In the middle of the 1930s, not long after she came down from Oxford, the young Barbara Pym wrote her first novel. She borrowed a title from Thomas Haynes Bayley.
"Some tame gazelle, or some gentle dove:
Something to love, oh, something to love!"
Its significance wasn’t clear to me at first, but as I read understood.
And then Barbara Pym imagined how she and her sister might be, thirty years in the future. She creates that world, perfect in every detail, a future built on the world she knew that would never come because war changed everything.
Harriet and Belinda Bede lived together in a village in the English countryside. they living quietly, serving their church, knitting industriously, reading studiously, and making sure that they got the small details of life right. Questions of how one should dress, of what should be served at dinner, of how guests should be entertained.
Small things, but important things, that fill up lives. Barbara Pym understood that and she painted the picture beautifully, taking it seriously but still able to smile at sillinesses.
Some Tame GazelleHarriet and Belinda were quite different, living overlapping rather than united lives. Harriet was plump and sociable, fussing over young curates, planning supper parties, and fending off marriage proposals from neighbour Ricardo Bianco. Belinda was softer and meeker, more involved with her friends and neighbours, and quietly, wordlessly, loving the married archdeacon.
It was lovely just to watch their world, so beautifully observed, and to realise that the sisters Bede were not unhappy with their lives.
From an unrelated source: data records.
PR #73, opened 2022-10-06
creates input separators

Nathan-Notifi:
Darkmode:
image

Lightmode:
image

Differing text:
image

Missing label:
image

### DIFF
--- a/packages/notifi-react-card/lib/components/subscription/SubscriptionCardV1.tsx
+++ b/packages/notifi-react-card/lib/components/subscription/SubscriptionCardV1.tsx
@@ -14,8 +14,8 @@ import { EventTypeDirectPushRow } from './EventTypeDirectPushRow';
 import type { EventTypeUnsupportedRowProps } from './EventTypeUnsupportedRow';
 import { EventTypeUnsupportedRow } from './EventTypeUnsupportedRow';
 import {
-  NotifiInputFooters,
   NotifiInputLabels,
+  NotifiInputSeparators,
 } from './NotifiSubscriptionCard';
 
 export type SubscriptionCardV1Props = Readonly<{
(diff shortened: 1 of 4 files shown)


packages/notifi-react-card/lib/components/subscription/SubscriptionCardV1.tsx
```diff
@@ -49,6 +52,23 @@ export const SubscriptionCardV1: React.FC<SubscriptionCardV1Props> = ({
...
+          <div
+            className={clsx(
+              'NotifiInputSeparator__content',
+              inputSeparators.first.classNames?.content,
+            )}
+          >
+            {inputSeparators?.first?.content}
+          </div>
+        </div>
+      ) : null}
```
juni-notifi, line 71: hmmm, having `inputSeparator.first / second` makes it a little unwieldy to use i think -- if I have email disabled, for example, where should I expect "first" separator to go? 

I'd probably rather see some concept of "email.footer / sms.footer / telegram.footer" instead, because that makes it feel more related to each input field (and makes it clear where the "separator" will go

juni-notifi (changes requested):

packages/notifi-react-card/lib/components/subscription/SubscriptionCardV1.tsx
Nathan-Notifi: ooo, great point. Let me update that

Nathan-Notifi: updated it so it looks like this.
i might improve this to also handle errors or something.
image

nubstick27 (approved):
nit: prooobably want to consolidate naming (including classnames) to either "separators" or "footers"

juni-notifi (approved):

PR #84, opened 2022-10-18
adds explicit box sizing property

Nathan-Notifi:


packages/notifi-react-card/lib/components/subscription/defaults.css
```diff
@@ -82,6 +82,10 @@
   max-height: 22px;
 }
 
+.NotifiEmailInput__container {
+  box-sizing: content-box;
+}
+
```
juni-notifi, line 88: can you put it on the shared styles above? maybe on line 83

juni-notifi (approved):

They were women of independent means who had lived, loved, and had chosen to remain independent.
Though, of course, it’s not quite that simple. There are lost dreams, faded hopes, loneliness …. and sometimes it is easier to love from a distance, to play a role, than to make a real commitment.
I was so happy just watching everyday life that I was a little disappointed when the main plot arrived and the focus shifted slightly.
The archdeacon’s wife was called away and first a visiting librarian and then a visiting bishop upset the balance of village life, with some very interesting consequences.
There were some wonderful moments, there was just a hint of contrivance, of a cast having been assembled.
Each sister received an unexpected marriage proposal, and each sister turned it down. They knew that those offers came not from love or desire, but from a wish to be looked after and supported. And they preferred to support each other, to live together, to continue the life they knew.
The right end to a wonderful debut. I can’t say it’s her finest work, but to do so much so well at such a young age is remarkable. And now I have great expectations of the other books I have lined up to read and re-read in Barbara Pym’s centenary year.